Search the material below for the word "chavez" and copy every line in which it occurs.
■ ■ ■
PR #4471, opened 2025-11-16
test(io): move authentication related tests to test_auth.py

taimoorzaeem:
The `test_io.py` module is too bloated (2100+ lines). To logically group related tests, as a first step, this commit separates authentication related IO tests into `test_auth.py` module.

### DIFF
--- a/test/io/test_auth.py
+++ b/test/io/test_auth.py
@@ -1,0 +1,427 @@
+"Auth related IO tests for PostgREST"
+
+from datetime import datetime, timedelta, timezone
+from operator import attrgetter
+import signal
+import time
+import pytest
+
+from config import BASEDIR, CONFIGSDIR, FIXTURES, SECRET
+from util import authheader, jwtauthheader, parse_server_timings_header
+from postgrest import (
+    run,
+    sleep_until_postgrest_config_reload,
+    sleep_until_postgrest_scache_reload,
+    wait_until_exit,
+)
+
+
+@pytest.mark.parametrize(
+    "secretpath",
+    [path for path in (BASEDIR / "secrets").iterdir() if path.suffix != ".jwt"],
+    ids=attrgetter("name"),
+)
+def test_read_secret_from_file(secretpath, defaultenv):
+    "Authorization should succeed when the secret is read from a file."
+
+    env = {**defaultenv, "PGRST_JWT_SECRET": f"@{secretpath}"}
+
+    if secretpath.suffix == ".b64":
+        env["PGRST_JWT_SECRET_IS_BASE64"] = "true"
+
+    secret = secretpath.read_bytes()
+    headers = authheader(secretpath.with_suffix(".jwt").read_text())
+
+    with run(stdin=secret, env=env) as postgrest:
+        response = postgrest.session.get("/authors_only", headers=headers)
+        print(response.text)
+        assert response.status_code == 200
+
+
+def test_read_secret_from_stdin(defaultenv):
+    "Authorization should succeed when the secret is read from stdin."
+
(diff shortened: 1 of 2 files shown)


test/io/test_auth.py
```diff
@@ -0,0 +1,472 @@
...
+        assert response.text == ""
+        assert response.status_code == 204
+        sleep_until_postgrest_config_reload()
+
+        response = postgrest.session.get("/authors_only", headers=headers)
+        assert response.status_code == 401
+
+
+def test_jwt_cache_server_timing(defaultenv):
+    "server-timing duration is exposed for JWT with expiry"
```
steve-chavez, line 312: This one looks more related to observability

test/io/test_auth.py
```diff
@@ -0,0 +1,472 @@
...
+
+        assert first_dur >= 0
+        assert second_dur >= 0
+
+
+def test_jwt_cache_purges_expired_entries(defaultenv):
+    "test expired cache entries are purged on cache miss"
+
+    # The verification of actual cache size reduction is done manually, see https://github.com/PostgREST/postgrest/pull/3801#issuecomment-2620776041
+    # This test is written for code coverage of purgeExpired function
```
steve-chavez: Is this test still relevant after https://github.com/PostgREST/postgrest/pull/4084?

steve-chavez (commented):
Not sure if the test module organization makes the most sense.

Additionally, it's hard to check if all the tests are moved over to the new module and confirm some are not missing.

Can we have something like pgtap `SELECT plan(<number_of_tests>)` ([ref](https://pgtap.org/documentation.html#iloveitwhenaplancomestogether)) in pytest? 

That would ensure we're not deleting any tests unintentionally but comes with the added cost of having to update it every time we add tests (maybe not so bad).

wolfgangwalther:
> Additionally, it's hard to check if all the tests are moved over to the new module and confirm some are not missing. (I'd have to count each test manually)

You can set the git config value [`diff.colorMoved`](https://git-scm.com/docs/diff-config#Documentation/diff-config.txt-diffcolorMoved) and then look at the diff locally. This will give you a very good idea of which lines were moved 1:1 and which might be missing.

I did that and can confirm that no tests have been lost on the transition. No new tests have been added either. It's a clean move. I have not looked at *which* tests were moved, though.

taimoorzaeem:
> You can set the git config value [`diff.colorMoved`](https://git-scm.com/docs/diff-config#Documentation/diff-config.txt-diffcolorMoved) and then look at the diff locally. This will give you a very good idea of which lines were moved 1:1 and which might be missing.

TIL. This is awesome. Thanks for the info :+1: .

test/io/test_auth.py
taimoorzaeem: Yes, this isn't relevant anymore. The test was written for `code-cov` but that part of code was removed in #4084, so I think we can remove it.

taimoorzaeem:
> Additionally, it's hard to check if all the tests are moved over to the new module and confirm some are not missing. (I'd have to count each test manually)

FWIW, I used vim `:%s/def test_//gn` to count the tests.

> Not sure if the test module organization makes the most sense.

I mostly agree on this. My motive for doing this initial separation was to group similar tests somewhat together. Before this, they were spread around randomly in the `test_io.py` module. This grouping can then help a bit in spotting common patterns, irrelevant tests (not so much I think), or reusing previously used logic.

test/io/test_auth.py
taimoorzaeem: Opened #4486 for this for easier review.

test/io/test_auth.py
taimoorzaeem: Agreed. I have added a comment on this test to indicate that it should be moved to a more appropriate test module in the future.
■ ■ ■
▸ **Answer to this task**
steve-chavez, line 312: This one looks more related to observability
steve-chavez: Is this test still relevant after https://github.com/PostgREST/postgrest/pull/4084?
steve-chavez (commented):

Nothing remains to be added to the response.